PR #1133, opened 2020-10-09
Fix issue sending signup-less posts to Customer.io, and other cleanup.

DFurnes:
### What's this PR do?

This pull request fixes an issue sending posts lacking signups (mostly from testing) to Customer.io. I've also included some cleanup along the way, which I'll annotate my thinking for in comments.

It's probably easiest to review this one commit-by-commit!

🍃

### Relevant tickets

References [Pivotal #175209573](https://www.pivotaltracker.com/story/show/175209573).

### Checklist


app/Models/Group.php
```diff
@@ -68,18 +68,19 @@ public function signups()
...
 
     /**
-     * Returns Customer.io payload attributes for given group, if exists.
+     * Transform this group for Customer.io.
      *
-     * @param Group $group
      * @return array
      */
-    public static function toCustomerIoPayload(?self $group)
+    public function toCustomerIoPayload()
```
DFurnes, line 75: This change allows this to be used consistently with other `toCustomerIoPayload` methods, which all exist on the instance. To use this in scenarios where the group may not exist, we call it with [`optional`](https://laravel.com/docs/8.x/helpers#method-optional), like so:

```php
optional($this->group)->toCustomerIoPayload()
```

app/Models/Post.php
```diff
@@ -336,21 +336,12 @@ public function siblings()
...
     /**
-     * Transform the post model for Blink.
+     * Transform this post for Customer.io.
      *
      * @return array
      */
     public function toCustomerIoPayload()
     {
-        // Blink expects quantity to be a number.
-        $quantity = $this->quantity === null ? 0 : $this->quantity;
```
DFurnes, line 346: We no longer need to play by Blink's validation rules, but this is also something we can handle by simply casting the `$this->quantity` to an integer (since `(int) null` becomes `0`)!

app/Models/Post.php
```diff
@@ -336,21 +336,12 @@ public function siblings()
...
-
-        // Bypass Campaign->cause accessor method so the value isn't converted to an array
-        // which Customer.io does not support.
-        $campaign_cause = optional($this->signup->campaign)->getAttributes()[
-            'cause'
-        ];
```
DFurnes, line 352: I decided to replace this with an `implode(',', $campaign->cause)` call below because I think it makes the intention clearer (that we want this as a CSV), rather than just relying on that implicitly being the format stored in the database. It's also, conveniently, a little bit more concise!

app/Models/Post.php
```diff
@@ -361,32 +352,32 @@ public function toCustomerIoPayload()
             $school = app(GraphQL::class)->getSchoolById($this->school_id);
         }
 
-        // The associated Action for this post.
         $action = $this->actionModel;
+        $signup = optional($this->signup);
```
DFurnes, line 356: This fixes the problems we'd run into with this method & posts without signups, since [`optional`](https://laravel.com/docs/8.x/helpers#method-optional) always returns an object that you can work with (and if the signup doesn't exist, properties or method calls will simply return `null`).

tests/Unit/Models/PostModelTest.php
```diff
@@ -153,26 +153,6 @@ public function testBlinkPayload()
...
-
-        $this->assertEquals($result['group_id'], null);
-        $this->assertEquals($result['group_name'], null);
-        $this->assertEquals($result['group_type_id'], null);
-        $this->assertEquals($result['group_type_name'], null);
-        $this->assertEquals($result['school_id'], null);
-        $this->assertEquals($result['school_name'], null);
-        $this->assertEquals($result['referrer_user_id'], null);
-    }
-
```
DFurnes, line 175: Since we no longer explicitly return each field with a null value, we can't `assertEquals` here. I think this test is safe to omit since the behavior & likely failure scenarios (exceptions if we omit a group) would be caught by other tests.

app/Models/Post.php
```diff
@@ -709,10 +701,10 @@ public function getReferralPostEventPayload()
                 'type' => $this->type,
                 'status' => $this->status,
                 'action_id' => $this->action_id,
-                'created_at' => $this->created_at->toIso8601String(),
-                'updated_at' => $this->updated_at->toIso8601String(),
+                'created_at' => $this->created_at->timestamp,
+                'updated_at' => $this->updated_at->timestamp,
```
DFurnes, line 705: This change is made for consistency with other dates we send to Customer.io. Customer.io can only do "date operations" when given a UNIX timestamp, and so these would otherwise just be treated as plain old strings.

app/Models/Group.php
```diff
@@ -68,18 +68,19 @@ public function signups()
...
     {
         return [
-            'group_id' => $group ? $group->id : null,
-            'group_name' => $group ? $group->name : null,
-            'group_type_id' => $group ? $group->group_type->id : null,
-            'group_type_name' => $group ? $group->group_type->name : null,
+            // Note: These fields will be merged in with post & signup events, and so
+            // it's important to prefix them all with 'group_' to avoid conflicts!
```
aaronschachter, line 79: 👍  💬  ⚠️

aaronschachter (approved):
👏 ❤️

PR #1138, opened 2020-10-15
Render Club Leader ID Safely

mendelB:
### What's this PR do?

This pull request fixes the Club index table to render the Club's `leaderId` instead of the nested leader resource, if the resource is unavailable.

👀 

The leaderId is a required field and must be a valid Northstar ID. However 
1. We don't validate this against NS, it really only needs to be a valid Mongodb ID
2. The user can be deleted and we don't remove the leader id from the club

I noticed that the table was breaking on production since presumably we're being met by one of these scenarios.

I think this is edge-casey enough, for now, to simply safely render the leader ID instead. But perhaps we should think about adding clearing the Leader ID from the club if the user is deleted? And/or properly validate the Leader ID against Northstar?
----------------
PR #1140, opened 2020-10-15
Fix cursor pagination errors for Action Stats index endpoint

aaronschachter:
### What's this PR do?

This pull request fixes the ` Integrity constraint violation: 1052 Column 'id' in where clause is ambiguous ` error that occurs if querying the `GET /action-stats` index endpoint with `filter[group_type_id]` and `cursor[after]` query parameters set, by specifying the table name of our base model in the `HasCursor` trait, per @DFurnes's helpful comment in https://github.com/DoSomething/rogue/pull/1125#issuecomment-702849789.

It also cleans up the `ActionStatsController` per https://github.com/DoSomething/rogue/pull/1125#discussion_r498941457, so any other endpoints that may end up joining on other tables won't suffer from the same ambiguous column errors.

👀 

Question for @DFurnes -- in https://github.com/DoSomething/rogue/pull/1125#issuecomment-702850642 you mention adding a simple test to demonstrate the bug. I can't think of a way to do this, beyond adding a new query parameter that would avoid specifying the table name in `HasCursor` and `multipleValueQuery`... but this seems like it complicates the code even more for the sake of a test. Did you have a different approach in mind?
----------------
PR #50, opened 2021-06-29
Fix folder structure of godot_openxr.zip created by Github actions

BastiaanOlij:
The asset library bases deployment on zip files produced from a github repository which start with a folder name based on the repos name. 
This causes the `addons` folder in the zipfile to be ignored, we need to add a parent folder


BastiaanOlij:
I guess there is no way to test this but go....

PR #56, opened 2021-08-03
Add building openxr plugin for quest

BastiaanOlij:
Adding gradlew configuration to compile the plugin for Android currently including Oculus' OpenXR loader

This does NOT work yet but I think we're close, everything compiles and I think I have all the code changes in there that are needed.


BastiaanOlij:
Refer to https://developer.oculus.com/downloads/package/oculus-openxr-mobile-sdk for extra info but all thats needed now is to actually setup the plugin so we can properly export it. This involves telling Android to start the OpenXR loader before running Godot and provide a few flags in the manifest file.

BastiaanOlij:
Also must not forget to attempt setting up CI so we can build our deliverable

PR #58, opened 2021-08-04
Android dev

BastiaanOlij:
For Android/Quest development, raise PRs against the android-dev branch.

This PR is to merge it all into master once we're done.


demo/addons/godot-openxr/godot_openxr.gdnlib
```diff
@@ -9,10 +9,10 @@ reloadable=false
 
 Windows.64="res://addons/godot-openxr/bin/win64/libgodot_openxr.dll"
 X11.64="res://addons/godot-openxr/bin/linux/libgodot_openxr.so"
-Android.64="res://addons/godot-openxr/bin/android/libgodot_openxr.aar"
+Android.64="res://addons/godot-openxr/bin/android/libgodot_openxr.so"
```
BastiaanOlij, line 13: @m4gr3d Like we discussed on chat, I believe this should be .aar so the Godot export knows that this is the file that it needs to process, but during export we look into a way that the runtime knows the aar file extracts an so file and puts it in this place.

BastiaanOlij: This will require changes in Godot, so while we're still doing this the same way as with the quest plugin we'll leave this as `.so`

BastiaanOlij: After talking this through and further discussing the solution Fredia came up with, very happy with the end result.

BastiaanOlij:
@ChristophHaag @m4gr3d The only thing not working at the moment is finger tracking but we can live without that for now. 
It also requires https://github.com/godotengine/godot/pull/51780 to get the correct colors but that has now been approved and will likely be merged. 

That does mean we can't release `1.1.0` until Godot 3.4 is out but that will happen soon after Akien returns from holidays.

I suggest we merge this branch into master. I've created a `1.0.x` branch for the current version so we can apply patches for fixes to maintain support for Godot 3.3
----------------
Pick every line from the listing holding the string "public", and copy it.

@@ -68,18 +68,19 @@ public function signups()
-    public static function toCustomerIoPayload(?self $group)
+    public function toCustomerIoPayload()
@@ -336,21 +336,12 @@ public function siblings()
     public function toCustomerIoPayload()
@@ -336,21 +336,12 @@ public function siblings()
@@ -361,32 +352,32 @@ public function toCustomerIoPayload()
@@ -153,26 +153,6 @@ public function testBlinkPayload()
@@ -709,10 +701,10 @@ public function getReferralPostEventPayload()
@@ -68,18 +68,19 @@ public function signups()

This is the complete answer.